PR #2435, opened 2025-05-03
fix: do not close web stream prematurly

magne4000:
@brillout Vike wasn't using `doNotClose`, which is what caused [this issue](https://github.com/vikejs/vike-server/issues/119).
I tested the fix with Hono, Express and Fastify, they seem to always work as intended now.

Prior to this fix, calls to `injectToStream` would potentially be dropped.

### DIFF
--- a/vike/node/runtime/html/renderHtml.ts
+++ b/vike/node/runtime/html/renderHtml.ts
@@ -134,7 +134,12 @@ async function renderHtmlStream(
       return injectAtStreamAfterFirstChunk()
     }
   }
+  let resume = () => {}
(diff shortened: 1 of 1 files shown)


brillout:
We can definitely merge this (always good to have), but I wonder why and who prematurely closes the stream? Or is it just because `injectToStream()` is called too late after React's stream already ended?  In other words: is this a workaround or the real fix?

brillout:
The answer can be "we don't know" and we merge this while adding a comment.

magne4000:
> because injectToStream() is called too late after React's stream already ended
It's exactly that. `onBeforeEnd` is called before `injectToStream` have some time to be called.

Issue #1268, opened 2023-11-20
Flat `pageContext`, and `pageContext.definedAt`


brillout:
## Flat `pageContext`

Merge everything into `pageContext` while providing a `pageContext.from`:
  - `pageContext.data` as well as `pageContext.from.hooks.onBeforeRender[hookPath].data` (or without `hookPath`?)
  - `pageContex.config` as well as `pageContext.from.config.Page` (or `pageConext.from.config[configPath].Page`)?
  - `pageContext.locale` as well as `pageContext.from.failedRenderAttempts[0].hooks.onBeforeRender.locale` (see https://github.com/vikejs/vike/issues/1112)
  - `pageContext.pageId` as well as `pageContext.from.vike`

Providing the best of both worlds: a "think-free" `pageContext` that just works, while providing precise access over `pageContext.from`.

## `pageContext.definedAt`

```ts
// pageContext.definedAt: Record<string, DefinedAt>

// Corresponds to merging of Vike's internal filePathToShowToUser and fileExportPathToShowToUser
type DefinedAt = string // AFAICT making DefinedAt an object with more detailed information is useless.
                        // (Because AFAICT the only use cases for pageContext.definedAt are debugging
                        // and logging.)
```

Throw error when trying to read `pageContext.definedAt[prop]` for cumulative or computed values.

For cumulatives values or to retrieve overriden values: `pageContext.definedAtAll: Record<string, DefinedAt[]>`. Note that overriden values are usually not loaded so they'll usually be missing.

brillout:
Failed full-fledged implementation:
- https://github.com/vikejs/vike/pull/2458

PR #2458, opened 2025-05-15
[failed-attempt] flat pageContext (#1268)

brillout:
Using a proxy for an immutable `pageContext` data structure turns out to be more complex than I initially thought. Let's try again later, and let's go for something less clean but simpler in the meantime.


brillout:
[Reverted](https://github.com/vikejs/vike/commit/8fc54d6df29be3f20aedb5b8a9649bc0b2fbc0d7).

PR #2534, opened 2025-07-01
feat: allow getGlobalContextSync() to be used in production

brillout:


brillout:
@magne4000 Pre-released as `0.4.235-commit-16164c3` — let me know if you need a stable release.

Issue #2551, opened 2025-07-11
Session-scoped context for client-side persistence without pageContext.json requests


nitedani:
## Problem

In Vike applications, there's currently no built-in way to efficiently handle values that are:

1. Request-specific on the server (different for each user)
2. Session-persistent on the client (same across all navigations for a user)
3. Don't need to be re-fetched on each navigation

Vike has two primary context mechanisms:
- `globalContext`: Process-level on server, browser session-level on client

------

AIM OF THE TASK - Go over the listing above and copy out each line that includes "know".

FINAL ANSWER -
The answer can be "we don't know" and we merge this while adding a comment.
@magne4000 Pre-released as `0.4.235-commit-16164c3` — let me know if you need a stable release.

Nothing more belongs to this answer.